# open mold brass casting



## savarin (Oct 29, 2018)

Can I pour brass into an open mold?
I need 2 brass blocks approximately 1.25 x 3 x 4 inches.
They will be machined square after.


----------



## vtcnc (Oct 29, 2018)

Yes! Casting Brass on Youtube


----------



## benmychree (Oct 29, 2018)

All too many people use the term "brass" entirely too loosely; if it is an alloy of copper and zinc, probably yes; if it has tin in it, the answer is likely no.  Tin oxidises in the presence of air and makes a nasty casting, a two part mold reduces the tendency to a very minimal effect; I have not looked at you tube posts, but generally, they do not know their a-- from a bucket of hot rocks.  I have done a lot of brass and bronze casting, brass is easy, bronze not so easy to achieve clean sound castings.


----------



## savarin (Oct 29, 2018)

I am assuming its brass scrap not bronze due to its colour.
I hoped an open mold would work but was unsure.
I think I will gate them as usual.
My lost foam cast was horrendous.


----------



## benmychree (Oct 29, 2018)

What happened with the foam?


----------



## savarin (Oct 30, 2018)

Have a look here
https://www.hobby-machinist.com/threads/80mm-long-focal-length-refractor.26212/page-2   message 43
It could be called a success I suppose but I didnt really like the result although it did clean up sufficiently to use.


----------



## Cooter Brown (Oct 30, 2018)

this guy does an open pour with Brass.....


----------



## genec (Oct 30, 2018)

an uptodate yellow boy


----------



## savarin (Oct 30, 2018)

thanks, excellent video.
A few defects that I'm hoping to avoid.


----------



## savarin (Jan 3, 2019)

benmychree said:


> I have done a lot of brass and bronze casting, brass is easy, bronze not so easy to achieve clean sound castings.

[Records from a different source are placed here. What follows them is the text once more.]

Issue #7880, opened 2026-08-31
[BMG] batched-flash-attn 35% performance regression after PyTorch pin update (23b1588→98bf8ee)


whitneywhtsang:
## Summary

The batched-flash-attn benchmark shows a **35% performance regression with severe instability** on BMG after updating the PyTorch pin from `23b1588` to `98bf8ee` in commit b18e6bf57a (#7622).

<img width="918" height="383" alt="Image" src="https://github.com/user-attachments/assets/c512dfac-633b-4003-b418-dad462407176" />

## Performance Impact

**SEGMENT_STDDEV_OVER_MEAN = 1** (variable-length segments):

| Commit | PyTorch Version | TFlops (avg) | Range | CV | Status |
|--------|----------------|--------------|-------|-----|--------|
| 0f45edf (Aug 27) | 2.14.0+git23b1588 | **27.09** | 27.03-27.12 | 0.00034 | ✅ Stable |
| bca0ff4a52 (test run) | 2.14.0+git23b1588 | **27.09** | 27.06-27.10 | 0.00024 | ✅ Stable |
| b18e6bf57a (test run) | 2.15.0+git98bf8ee | **17.70** | 8.78-26.62 | 0.620 | ❌ **Unstable** |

What are the main problems with bronze?


----------



## benmychree (Jan 3, 2019)

The problem with bronze is that the molten metal picks up gasses from the furnace atmosphere that results in nasty porosity, the cure for it is to use a oxidizing flux during melting, then plunge in a degassing tube containing (I think) phosphor bronze pellets and mix it around; after that treatment, the metal, when the dross is skimmed off should appear bright and shiny, if it still looks dull it probably needs more; if you use too much, the metal gets super fluid and results in dirty castings where the fluid metal soaks out into the sand.  This can be the result of re melting too much "returns", that is castings and sprues/gates/runners that were likely over de oxidized, along with new metal, then being re melted and re deoxidized. Been there, done that.
Brass, on the other hand has zinc in it; when melted, exerts a vapor pressure on the melt, excluding the contaminating gasses.
Another tip; do not add silicon bronze scrap to any other brass/bronze mixture; the result is a casting so brittle that it breaks like glass and chips/spalls like obsidian.


----------



## savarin (Jan 3, 2019)

Thanks for that. Now I'm worried about that little bit of bronze I want to cast.


----------



## benmychree (Jan 3, 2019)

It can be done, just study up on it and get the proper supplies to carry it off.


----------